- Born: Adam Cœuret Venoix, French
- Died: Unknown, French
- Other name: Dubuisson
- Occupations: Occultist, Sorcerer
- Known for: Involvement in the Poison Affair
- Criminal charges: Sorcery, Black Mass, Child Sacrifice
- Criminal penalty: Imprisoned for life
- Partner: La Voisin

= Adam Lesage =

French occultist and alleged sorcerer

Adam Lesage (né Cœuret, also called Dubuisson; ) was a French professional occultist and alleged sorcerer. He was one of the chief accused in the Affair of the Poisons.

==Career==
Lesage came from Venoix near Caen and was originally a wool trader. He later moved to Paris and was there employed in the organisation of La Voisin, an organisation of occultists who also provided poisons, with the task to perform alleged magical rituals.

In 1667 he officiated alongside abbé Francois Mariette in a black mass, arranged by La Voisin for Madame de Montespan, in which Montespan she prayed to the Devil for the King to love her and to marry her and cast aside Louise de la Valliere and the queen.
In 1668, Adam Lesage and Francois Mariotte were arrested on suscipsion of having arranged a Black mass, and were both charged with witchcraft.
With the help of the influential family of Francois Mariotte, most of the charges were dropped and they were only condemned for the little information that could not be denied, which resulted in Mariotte, as a priest, being banished to a monastery (from which he soon escaped) and Adam Lesage being condemned to the Galleys.
Lesage was freed in 1672 by the connections of La Voisin, and resumed his position in her organisation.

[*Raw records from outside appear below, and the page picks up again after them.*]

PR #911, opened 2026-06-28
fix(import): round-trip calibration chamber temp on Bambu/Orca import (#891)

### LINKED ISSUE #891: Bambu/Orca import drops calibration chamber temp into the settings bag (round-trip break, same class as #508)
## Problem

The OrcaSlicer/Bambu Studio exporter emits a calibration's chamber temperature, but the import path has no inverse mapping for it. As a result, `export → calibrate-in-Bambu/Orca → re-import` does NOT restore the value to `calibrations[].chamberTemp`; it strands in the filament's `settings` passthrough bag instead. The per-nozzle calibration silently loses its chamber temp, and a subsequent calibration read returns `chamberTemp: null` for that nozzle.

This is the exact same class of bug as GH #508 (`bridge_fan_speed`), which was fixed and pinned — but `chamberTemp` was never added to the round-trip coverage.

## Evidence

- **Export emits it** — `src/lib/orcaSlicerBundle.ts:160-165`: `calibrationToOrcaSlicerKeys()` writes both `activate_chamber_temp_control` (`"1"`) and `chamber_temperature` (`String(chamberTemp)`) when `calibration.chamberTemp != null`. This is what the slicer fork reads from `GET /api/filaments/{id}/calibration`.
- **Field is first-class in the model** — `src/models/Filament.ts:368`: `chamberTemp: { type: Number, default: null, min: 0, max: 300 }` on the `calibrations[]` subdocument.
- **Import never inverts it**, all in `src/lib/bambuStudioImport.ts`:
  - `CalibrationHints` (lines 218-237) has no `chamberTemp` field.
  - `chamber_temperature` / `activate_chamber_temp_control` are in neither `STRUCTURED_KEYS` (61-99) nor `CALIBRATION_KEYS` (135-151).
  - `parseBambuStudioProfile`'s `calibrationHints` builder (313-341) never extracts `num(json.chamber_temperature)`.
  - `hasAnyHint` (351-359) doesn't reference it.
  - The settings-bag loop (365-378) only skips `STRUCTURED_KEYS`/`CALIBRATION_KEYS`, so both keys fall through into `filament.settings`.
- **Applier never writes it** — `src/lib/bambuStudioApply.ts:302-318`: `resolveAndApplyCalibration` builds the calibration `row` field-by-field and never sets `row.chamberTemp`.
- **Test gap** — `tests/bambuStudioImport.test.ts:228-246`: the calibration round-trip fixture omits `chamberTemp` (only the #508 `fanBridgeSpeed` case was added).

## Impact

A user who sets a chamber-temperature calibration loses it from the calibration row on any Bambu/Orca re-import. The value lands in the settings bag rather than `calibrations[].chamberTemp`, so the per-nozzle calibration silently degrades and the calibration API returns a null chamber temp. (Bounded to one calibration field, so P2.) A secondary effect: on the next export, `chamber_temperature` is re-emitted from the (now stale) settings copy while `calibrationToOrcaSlicerKeys` no longer emits it from the cleared `chamberTemp`, drifting the round-trip further.

## Suggested fix

Mirror the #508 (`fanBridgeSpeed`) fix:
1. Add `chamberTemp?: number` to `CalibrationHints`.
2. Add `chamber_temperature` and `activate_chamber_temp_control` to `CALIBRATION_KEYS` so they don't double-land in the settings bag.
3. Extract `num(json.chamber_temperature)` into `calibrationHints.chamberTemp` in `parseBambuStudioProfile`.
4. Include `chamberTemp != null` in the `hasAnyHint` computation.
5. Write `if (hints.chamberTemp != null) row.chamberTemp = hints.chamberTemp;` in `resolveAndApplyCalibration`.
6. Extend the round-trip test in `tests/bambuStudioImport.test.ts` to include `chamberTemp`, exactly like the `fanBridgeSpeed` case.

---
_Filed from an automated full-codebase audit; adversarially verified against the code before filing. Category: bug · domain: slicer-libs._

hyiger:
Fixes #891.

## Root cause
The exporter (`calibrationToOrcaSlicerKeys`, `src/lib/orcaSlicerBundle.ts:160-164`) emits chamber temp as `chamber_temperature` + the derived `activate_chamber_temp_control` flag, but `src/lib/bambuStudioImport.ts`'s `CALIBRATION_KEYS` and `CalibrationHints` had neither. So on import the chamber temp fell into the settings passthrough bag instead of `calibrations[].chamberTemp` — an export → calibrate → re-import cycle silently dropped it (same class as the #508 fan round-trip break).

## Fix
- Add `chamber_temperature` + `activate_chamber_temp_control` to `CALIBRATION_KEYS`. The latter is the single documented exception to the "every member maps to a hint" invariant — a derived enable flag re-emitted from `chamberTemp` on export.
- Add `chamberTemp` to `CalibrationHints`, extract it from `chamber_temperature`, include it in `hasAnyHint`, and write it to the calibrations[] row in `prepareBambuUpdate`.

## Tests
Extended the `calibrationToOrcaSlicerKeys` round-trip test: `chamberTemp` survives export → re-import as a hint and the chamber keys do **not** leak into the settings bag. bambu import + route suites (40) pass; `tsc` + lint clean.

### DIFF
--- a/src/lib/bambuStudioApply.ts
+++ b/src/lib/bambuStudioApply.ts
@@ -312,6 +312,7 @@ export async function resolveAndApplyCalibration(
   if (hints.fanMinSpeed != null) row.fanMinSpeed = hints.fanMinSpeed;
   if (hints.fanMaxSpeed != null) row.fanMaxSpeed = hints.fanMaxSpeed;
   if (hints.fanBridgeSpeed != null) row.fanBridgeSpeed = hints.fanBridgeSpeed;
+  if (hints.chamberTemp != null) row.chamberTemp = hints.chamberTemp; // GH #891
   if (parsed.temperatures.nozzle != null) row.nozzleTemp = parsed.temperatures.nozzle;
   if (parsed.temperatures.nozzleFirstLayer != null) row.nozzleTempFirstLayer = parsed.temperatures.nozzleFirstLayer;
   if (parsed.temperatures.bed != null) row.bedTemp = parsed.temperatures.bed;
--- a/src/lib/bambuStudioImport.ts
+++ b/src/lib/bambuStudioImport.ts
@@ -148,6 +148,14 @@ const CALIBRATION_KEYS = new Set<string>([
   "fan_min_speed",
   "fan_max_speed",
   "bridge_fan_speed",
+  // GH #891: the exporter emits chamber temp under these keys; pull them out of
+  // the settings bag so the round-trip lands chamberTemp on the calibration row.
+  "chamber_temperature",
+  // `activate_chamber_temp_control` is the ONE documented exception to the
+  // "every member maps to a hint" invariant above: it's a derived enable flag
+  // (no independent datum) that the exporter re-emits from chamberTemp, so it's
+  // dropped from settings on import and regenerated on the next export.
+  "activate_chamber_temp_control",
 ]);
 
 /**
@@ -230,6 +238,8 @@ export interface CalibrationHints {
   fanMinSpeed?: number;
   fanMaxSpeed?: number;
   fanBridgeSpeed?: number;
+  /** Chamber temp (chamber_temperature) → calibrations[].chamberTemp (#891). */
+  chamberTemp?: number;
   /** True when at least one calibration-relevant value was present. The
    * route uses this to decide whether to upsert a calibrations[] row vs
    * leave the filament's calibration data alone. */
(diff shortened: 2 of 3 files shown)


hyiger:
@codex review

hyiger:
Closing without merging — #891 turns out to be a **false positive**.

Verified against `main`: `chamber_temperature` was never in `CALIBRATION_KEYS` or `STRUCTURED_KEYS`, so the Bambu/Orca parser already routed it through the **settings passthrough bag**, and `filamentToOrcaSlicerKeys` re-emits the settings bag on export → it round-trips **losslessly**. The audit conflated it with #508 (the *fan* keys, which WERE excluded-from-settings-and-never-extracted → genuinely lost). This change (moving chamber into `CALIBRATION_KEYS`) is what *introduced* the two regressions Codex flagged (lost when no calibration resolves; the disabled `activate_chamber_temp_control` flag re-enabled on export). Reverting is the correct outcome — no fix needed.

PR #1007, opened 2021-12-01
Handle NotPSDError and hitting maxiter in fit_gpytorch_model

saitcakmak:
## Motivation

The current behavior of `fit_gpytorch_model` is to error out when it receives a `NotPSDError` and to count hitting `maxiter` during optimization as an optimization failure.

Labeling `maxiter` as an optimization failure leads to retrying the model fit, and likely reaching `maxiter` in each try and labeling all tries as failures. This ends up using more effort than the user intended to (by passing in `maxiter` in the first place), while offering no real benefit. The proposed solution here is to simply count hitting `maxiter` as a successful model fit and to return the fit obtained with the given budget.

The `NotPSDError` during model fit is one of the most common reasons that leads to me having to restart an experiment. What I observed is that when the first try raises `NotPSDError`, a second try starting from initial parameters sampled from the priors will most of the time produce a successful model fit. So, this proposes to catch the `NotPSDError` and retry the model fit with new initial parameter values. 

Yes

## Test Plan

Unittests.

## Related PRs

cc @sdaulton

### DIFF
--- a/botorch/fit.py
+++ b/botorch/fit.py
@@ -23,6 +23,7 @@ from botorch.optim.fit import fit_gpytorch_scipy
 from botorch.optim.utils import sample_all_priors
 from gpytorch.mlls.marginal_log_likelihood import MarginalLogLikelihood
 from gpytorch.mlls.sum_marginal_log_likelihood import SumMarginalLogLikelihood
+from gpytorch.utils.errors import NotPSDError
 
 
 FAILED_CONVERSION_MSG = (
@@ -80,7 +81,6 @@ def fit_gpytorch_model(
                 tf = mll.model.outcome_transform
                 mll.model.outcome_transform = None
             model_list = batched_to_model_list(mll.model)
-            model_ = model_list_to_batched(model_list)
             mll_ = SumMarginalLogLikelihood(model_list.likelihood, model_list)
             fit_gpytorch_model(
                 mll=mll_,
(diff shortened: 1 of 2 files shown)


botorch/fit.py
```diff
@@ -121,12 +121,22 @@ def fit_gpytorch_model(
...
+            except NotPSDError:
+                retry += 1
+                logging.log(
+                    logging.DEBUG,
+                    f"Fitting failed on try {retry} due to a NotPSDError.",
+                )
+                continue
         has_optwarning = False
         for w in ws:
+            # Do not count reaching `maxiter` as an optimization failure/
```
Balandat, line 135:
```suggestion
            # Do not count reaching `maxiter` as an optimization failure
```

test/test_fit.py
```diff
@@ -268,8 +237,9 @@ def test_fit_gpytorch_model_singular(self):
             )
             mll = ExactMarginalLogLikelihood(gp.likelihood, gp)
             mll.to(device=self.device, dtype=dtype)
-            with self.assertRaises(NotPSDError):
+            with self.assertLogs(level="DEBUG") as logs:
                 fit_gpytorch_model(mll, options=options, max_retries=2)
+            self.assertTrue(any(["NotPSDError" in log for log in logs.output]))
```
Balandat, line 242:
```suggestion
            self.assertTrue(any("NotPSDError" in log for log in logs.output))
```

test/test_fit.py
```diff
@@ -278,6 +248,18 @@ def test_fit_gpytorch_model_singular(self):
...
+                mll = self._getModel()
+                with self.assertLogs(level="DEBUG") as logs:
+                    fit_gpytorch_model(mll, max_retries=2)
+                self.assertEqual(
+                    logs.output,
+                    [
+                        "DEBUG:root:Fitting failed on try 1 due to a NotPSDError.",
+                        "DEBUG:root:Fitting failed on try 2 due to a NotPSDError.",
+                    ],
+                )
```
Balandat, line 262: The equality assertion here could be quite brittle if something benign changed (e.g. the logging prefix, or if other stuff is logged on the gpytorch end). Maybe we can just assert that "Fitting failed on try 1 due to a NotPSDError." and "Fitting failed on try 2 due to a NotPSDError." are both contained in the logs (rather than doing an exact log match)?

botorch/fit.py
```diff
@@ -121,12 +121,22 @@ def fit_gpytorch_model(
...
+            if "ITERATIONS REACHED LIMIT" in str(w.message):
+                continue
```
Balandat, line 137: Should we log this on the DEBUG level? It might be good for users to know when their optimization doesn't converge but ends with hitting the iteration limit.

Balandat (commented):
Thanks, this makes a lot of sense to me! A few comments inline, but this looks good overall.

Balandat (approved):

Balandat:
Looks like we lost a tiny bit of test coverage since we don't actually fail fitting anymore other than with the NonPSDError. Would you mind adding a test for that (e.g.. fail with some other exception)?

saitcakmak:
I didn't realize we needed `settings.debug(True)` for warnings to work. I spent some time wondering why my warning wasn't being caught... 
Also, I can't find a way to use `mock` to produce warnings. I was looking for something like `side_effect` but it doesn't seem to support warnings. If you know of a way of wrapping a function with a warning, I'd love to learn!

Lesage was the lover of La Voisin, and despite being already married, he promised to marry her if she became a widow, and persuaded her to kill her husband. She initially agreed, but changed her mind before the murder was completed and forced Lesage to abort the whole plan.
Lesage's main task in the organisation was to perform magic for the customers. His most common task was to post wishes to the Devil. He asked the client to write down their wish on a piece of paper, which he embedded in a ball of wax, and then burned. Some time later, he retrieved the ball from the flames and claimed that the Devil had read it.

==Arrest and confession==
Adam Lesage was arrested 22 May 1679 as a part of the network of La Voisin during the Poison Affair in 1679. He was arrested alongside abbé Mariotte on the order of the monarch himself, charged with having officiated at black masses. He confessed to having performed magical tasks for the organisation, but stated that they had all been cons, and that he had fooled his colleagues as well as the clients.

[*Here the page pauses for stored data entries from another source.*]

PR #1034, opened 2021-12-12
make risk measure more memory efficient

sdaulton:
Summary:
Using torch.quantile is way more efficient because it does not create large tensors for values and indices (which are the same size as the input).

torch.topk also yields memory improvements

Differential Revision: D33037848

### DIFF
--- a/botorch/acquisition/risk_measures.py
+++ b/botorch/acquisition/risk_measures.py
@@ -24,6 +24,7 @@ from abc import ABC, abstractmethod
 from math import ceil
 from typing import Optional
 
+import torch
 from botorch.acquisition.objective import MCAcquisitionObjective
 from torch import Tensor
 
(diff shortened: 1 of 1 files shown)


saitcakmak (approved):
Lgtm. The CVaR is pretty safe and the VaR was tested offline to make sure it has the same behavior as the original implementation.

botorch/acquisition/risk_measures.py
```diff
@@ -170,8 +192,20 @@ def forward(self, samples: Tensor, X: Optional[Tensor] = None) -> Tensor:
...
+        # this is equivalent to sorting along dim=-1 in descending order
+        # and taking the values at index self.alpha_idx. E.g.
+        # >>> sorted_res = prepared_samples.sort(dim=-1, descending=True)
+        # >>> sorted_res.values[..., self.alpha_idx]
+        # Using quantile is far more memory efficient since `torch.sort`
+        # produces values and indices tensors with shape
+        # `sample_shape x batch_shape x (q * n_w) x m`
+        return torch.quantile(
+            input=prepared_samples,
+            q=self._q,
```
Balandat, line 204: Why not just use `alpha` as the quantile here? Seem like that's what you'd want?

saitcakmak: It produces different results due to the way `quantile` is implemented. 

If you have `n_w=20, alpha=0.5`, you want the result to be `sorted_samples[..., 9]`. Using `q=alpha` with `quantile` will return `sorted_samples[..., 10]`. Technically, both are totally fine since the result is a consistent estimator of VaR as n_w -> \infty. (I'd actually go for `interpolation = "linear"` if we didn't care about the result being different). 

The reason we wanted the result to be consistent with the original implementation is that i) it is consistent with the way CVaR is implemented, ii) it is consistent with the definition of the VaR that is used in the papers we reference.

PR #1035, opened 2021-12-14
Store tensor attributes of input transforms as buffers

saitcakmak:
## Motivation

If we store the tensor attributes as `self.attr = tensor_attr`, the `Module.to(...)` calls don't affect these attributes. To actually change the device / dtype of this attribute, we manually need to call `module.attr.to(...)`, which is less than ideal particularly if the `module` is a sub-module of a `Model`. Registering the attribute as a buffer solves this issue.

Yes

## Test Plan

Unit tests.

## Related PRs


Balandat (approved):
Awesome, thanks for the PR!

In July–August 1680, after the execution of La Voisin on 22 February, her daughter Marguerite Monvoisin, made a full confession, revealing the client list of her mother, which included the king's mistress Madame de Montespan, and the aphrodisiacs, black masses and murder of the king ordered by Montespan. Minister Louvois now promised Lesage his freedom if he made a complete confession. The confession made by Lesage on 26 September 1680 confirmed the statement made by Marguerite Monvoisin, but it also included claims that the black masses, which were regularly attended by the ladies of the royal court, had included child sacrifice. His statement was considered so horrifying that it was not accepted as truth, but then on 30 September - 1 October, his statement about child sacrifice, as well as the statements of Montespan, were confirmed by the confession of Francoise Filastre.

Already on 1 October, it was reported to Louis XIV, who ordered the entire process to be closed. The sittings of the Chambre Ardente were suspended until 19 May 1681, and finally closed on 21 July 1682. The 9 October, Marguerite Monvoisin confirmed that the black masses had included child sacrifice, and on 10 October, it was confirmed by Étienne Guibourg. In November, Montespan was further implicated when her chamber lady, Claude de Vin des Œillets, was identified by the prisoners.

==Later life==
Adam Lesage, Étienne Guibourg, Marguerite Monvoisin and a number of others involved were never brought to trial, which would have made their testimonies public. Instead, their confessions were sealed, and they were imprisoned for life by lettre de cachet. Lesage, together with Guibourg, Louis Galet and Romani, were imprisoned at the Chateau de Besancon, while Marguerite Monvoison, together with La Pelletiere, La Poulain, La Delaporte and Catherine Leroy were incarcerated at Belle-Île-en-Mer. In April 1683, Lesage indicated to the governor of Besancon that he had information about a plot toward the monarch. Louvois recommended that he be put on water and bread and beaten day and night to make him talk, but that he was a habitual liar. His date of death is unknown.

==In fiction==
He is portrayed in a novel by Judith Merkle Riley: The Oracle Glass (1994).
Also more recently in "The City of Crows" by Chris Womersley (2017).